# Bin Bookshelf Build



## <*(((>< (Feb 24, 2010)

Bin Bookshelf Build

Here is a bin bookshelf that my wife has been wanting for some time now. She showed me some pictures of what she wanted and away I went from there.

Materials: 3/4" birch ply (1-1/2 sheets), 1x pine, 1/8" ply (1/2 sheet), 8' pine crown molding

Size: the 1st picture of the just the bins is 3'T x 4'W

Joinery: dado's and rabbets, glued up legs with a rabbet.

Current Stage: I need to glue up a pine top to be attached to the top of the crown molding creating a flat surface on top to set things on. Then on to sanding and staining an ebony color, to match the entertainment center I had already built, at this point I have about 9-10 hours into it and $160.

Sorry for some of the fuzzy pics, it was a cellphone.


----------



## Shop Dad (May 3, 2011)

Looks good! I like the crown. Adds a nice touch.


----------



## <*(((>< (Feb 24, 2010)

Thanks for the comment!


----------



## Shop Dad (May 3, 2011)

We got our kids something similar from Ikea (hey it was before I had a shop!) and they have been a nice, versatile addition to their rooms. I'm liking yours though. What finish will you use?


----------



## mikeintexas (Oct 25, 2011)

Very nice! The crown makes it look spendy. How are the legs constructed and attached? I'm learning.


----------



## <*(((>< (Feb 24, 2010)

Sorry for the bad pic I have some pictures from when I built our entertainment center that will show the finish better but they are on my computer at home. I'll dig them out tonight an post them.


----------



## <*(((>< (Feb 24, 2010)

mikeintexas said:


> Very nice! The crown makes it look spendy. How are the legs constructed and attached? I'm learning.


The legs are three pine 1"x3" glued together and ripped down to 2-1/2" square. I then put a rabbet on the interior corner of the legs to wrap around the corner of the cabinet. It was glued and nailed to the side. The rabbets stopped short to give a ledge at the bottom of the legs rabbet for the bottom corners to rest on them, taking the weight off the nails and glue.

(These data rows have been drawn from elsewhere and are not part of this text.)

PR #1793, opened 2024-07-05
Add local channel

### LINKED ISSUE #1608: Add local channel

ptristan3:
### Details and comments
Fixes #1608


qiskit_ibm_runtime/qiskit_runtime_service.py
```diff
@@ -56,6 +56,27 @@ class QiskitRuntimeService:
...
+        token: Optional[str] = None,
+        url: Optional[str] = None,
+        filename: Optional[str] = None,
+        name: Optional[str] = None,
+        instance: Optional[str] = None,
+        proxies: Optional[dict] = None,
+        verify: Optional[bool] = None,
+        channel_strategy: Optional[str] = None,
+        private_endpoint: Optional[bool] = None,
+    ):
```
kt474, line 71: I think these params could be replaced with *args and **kwargs

release-notes/unreleased/1793.feat.rst
```diff
@@ -0,0 +1,8 @@
+The :class:`QiskitRuntimeLocalService` was created to support a local
+testing mode. To avoid the user creating separately the class the "local"
+has been added to the valid :class:`QiskitRuntimeService` channels.
```
kt474, line 3:
```suggestion
The :class:`QiskitRuntimeLocalService` was created to support a local
testing mode. To avoid having to initialize a separate class, "local"
has been added to the valid :class:`QiskitRuntimeService` channel.
```

kt474 (approved):
LGTM just one comment from the original issue - https://github.com/Qiskit/qiskit-ibm-runtime/issues/1608#issuecomment-2181608504

In the refresh method we can add a better error message if the local service is passed in

qiskit_ibm_runtime/qiskit_runtime_service.py
```diff
@@ -85,7 +95,7 @@ def __init__(
         values in the loaded account.
 
         Args:
-            channel: Channel type. ``ibm_cloud`` or ``ibm_quantum``.
+            channel: Channel type. ``ibm_cloud``, ``ibm_quantum`` or ``local``.
```
jyu00, line 98: Can we add a little more information on `local` - e.g. 

If `local` is specified, the local testing mode is used, and primitive queries will run on a local simulator. See [Qiskit Runtime local testing mode](https://docs.quantum.ibm.com/guides/local-testing-mode) for more details.

jyu00:
I also just noticed that since this would expose the `QiskitRuntimeLocalService` with this change, we should make its `run()` method private, because we don't want people to do `service.run()`. 

`QiskitRuntimeService.run()` issues a [deprecation message](https://github.com/Qiskit/qiskit-ibm-runtime/blob/674017dbb2882145a77391b4c7c5dfa9155c26bf/qiskit_ibm_runtime/qiskit_runtime_service.py#L830-L836) today. But all of our primitives [call that method](https://github.com/Qiskit/qiskit-ibm-runtime/blob/674017dbb2882145a77391b4c7c5dfa9155c26bf/qiskit_ibm_runtime/base_primitive.py#L157-L158), so wouldn't everyone get that deprecation message? I'm very puzzled as I'm running 0.25 but not seeing the deprecation message. @kt474 do you know what's going on?

kt474:
> `QiskitRuntimeService.run()` issues a [deprecation message](https://github.com/Qiskit/qiskit-ibm-runtime/blob/674017dbb2882145a77391b4c7c5dfa9155c26bf/qiskit_ibm_runtime/qiskit_runtime_service.py#L830-L836) today. But all of our primitives [call that method](https://github.com/Qiskit/qiskit-ibm-runtime/blob/674017dbb2882145a77391b4c7c5dfa9155c26bf/qiskit_ibm_runtime/base_primitive.py#L157-L158), so wouldn't everyone get that deprecation message? I'm very puzzled as I'm running 0.25 but not seeing the deprecation message. @kt474 do you know what's going on?

I believe the way the stacklevels work, the deprecation message will only show up if `service.run()` is called directly - so the message will not show up when calling `service._run()` or from within in the primitives. Having said that I should've updated the primitives to also use the private `_run` method.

The crown makes it look expensive, the nice thing is the crown only cost me ~$12.


----------



## mikeintexas (Oct 25, 2011)

Thanks for the details! That last sentence is what I really wanted to know. Smart...stopped rabbet. /mental note on that 

There are many things I'd like to build for our house...keeping quiet about them for now as I don't want the Honeydo list getting any longer than it already is. :shifty:


----------



## <*(((>< (Feb 24, 2010)

mikeintexas said:


> Thanks for the details! That last sentence is what I really wanted to know. Smart...stopped rabbet. /mental note on that
> 
> There are many things I'd like to build for our house...keeping quiet about them for now as I don't want the Honeydo list getting any longer than it already is. :shifty:


Smart man!


----------



## gus1962 (Jan 9, 2013)

Well done! It's great to construct such a functional work! Clean your blades! Part of that is made of pine, resin build up may occur


----------



## <*(((>< (Feb 24, 2010)

gus1962 said:


> Well done! It's great to construct such a functional work! Clean your blades! Part of that is made of pine, resin build up may occur


Good suggestion, as pine is notorious for that, my ripping blade, just from this project is in need of a cleaning.


----------



## MagGeorge (Jul 5, 2012)

I like the design and the sturdy build and the crown added a great accent. The ebony stain will make it more sleek and will totally match your existing entertainment center. Great work!


----------



## thegrgyle (Jan 11, 2011)

That is a fantastic looking shelving unit. I have to make sure to not look at that when my wife is around, or I will have another thing on my honeydo list.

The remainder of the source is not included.